BOM EXERCÍCIO


Visitar Portugal é encontrar o Brasil profundo. Nunca pai e filho mostraram-se tão iguais em aspecto e consciência. Os costumes portugueses, guardadas as proporções, assemelham-se aos brasileiros.

Nas questões políticas, o tratamento é idêntico. O acessório sempre é exaustivamente debatido. O principal não importa. Ele se resolve pelo tempo.

Nesta fase amarga da economia mundial, por toda a parte há depressão. Os portugueses não se apresentam diferentes. Resta sempre a incontida esperança de nossos povos.

Somos pobres, não estaremos muito piores. Afirmam autoridades lusitanas. Estão certas. Portugal, com suas notáveis descobertas, estafou-se. Tornou-se um país de comerciantes.

Errou o poeta. Na verdade, comerciar é preciso. E isto os portugueses fazem bem. À perfeição. Os reis portugueses lançaram feitorias por todo o mundo. Nada escapou à presença das caravelas guiadas pela cruz.

Mais que as conquistas territoriais, a expansão da cristandade, interessava formar uma rede de trocas dinâmica e capaz de transportar bens de todas as partes para todas as partes.

O grande entreposto comercial da Europa, na época das grandes descobertas, foi Lisboa, cidade que, ao preservar sua imagem clássica, permitiu a suave integração dos costumes de ontem com os de hoje.

Em Lisboa, encontra-se humanidade portuguesa com seus traços vitais. O lisboeta conta com uma boa cultura média. Sabe tudo e elabora visão críticas dos acontecimentos.

Fica perplexo quando constata que, no âmago da grande crise econômica, debate-se nos meios de comunicação e nas áreas governamentais, a aposição da bandeira da República ao lado dos pavilhões das autarquias.

As Forças Armadas, em seus quartéis, querem apenas o pavilhão nacional. As autoridades civis desejam ambas: a portuguesa e a da autarquia, hasteadas em níveis diferentes.
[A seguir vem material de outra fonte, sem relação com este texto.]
PR #3790, opened 2026-08-31
[TENT]: Map MOONCAKE_LOCAL_HOSTNAME to TENT rpc_server_hostname

Colors-111:
## Description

Trata-se de um tema. Outro, ainda mais debatido, coloca-se na sensível cenário do conflito de valores entre cristãos e muçulmanos. Tema difícil e capaz sempre de causar grandes efeitos.

Não é diferente em Portugal. O tema do debate centrou-se em palavras do Cardeal Patriarca de Lisboa, Dom José Policarpo. Consta que se trata de um prelado simples e humano. Não afeito a controvérsias.

Mas, Dom José Policarpo, em programa televisionado, entrou em situações muito intrincadas. Meteu-se na vida íntima das pessoas ou mais explicitamente na realização de casamentos inter-religiosos.

Foi direto ao assunto: Pensem duas vezes em casar com um muçulmano, pensem muito seriamente. É meter-se num monte de sarilhos que nem Alá sabe onde acabam.

Suas palavras causaram debate intenso. Os intelectuais – como sempre – dividiram-se. Alguns apontaram para as palavras preconceituosas do Cardeal. Outros se estenderam em analisar costumes diversos.

Resta tomar o dicionário e ver o que significa sarilho. Popularmente, indica situação difícil, encrenca, atrapalhada, discussão violenta. Quem informa é o Dicionário da Língua Portuguesa da Academia das Ciências de Lisboa.

Mas Portugal – como seu filho Brasil – apresenta uma contemporaneidade de semelhanças incríveis. Lá, como cá banqueiros violam normas de bom procedimento e são salvos pelo Estado.

Um processo judicial demora muitos anos para atingir seu fim. Caso exemplar é o que gira em torno da Casa Pia. Pessoas influentes teriam abusado de menores internados nesta antiga instituição.

O processo se arrasta e tudo indica que os réus serão absolvidos. O processo penal e civil, nas duas extremidades do Atlântico sul, é complexo e se coloca como um refúgio da má-vida.

Os professores dos liceus se encontram em estado de greve. Não querem se submetidos a avaliação exigida pelo Ministério da Educação. Viola o ato a dignidade dos mestres. Protestam.

Todo o brasileiro deveria, obrigatoriamente, a cada temporada ir a Portugal e entrar em contato com sua gente e seus costumes. Entenderia melhor a si próprio e ao Brasil.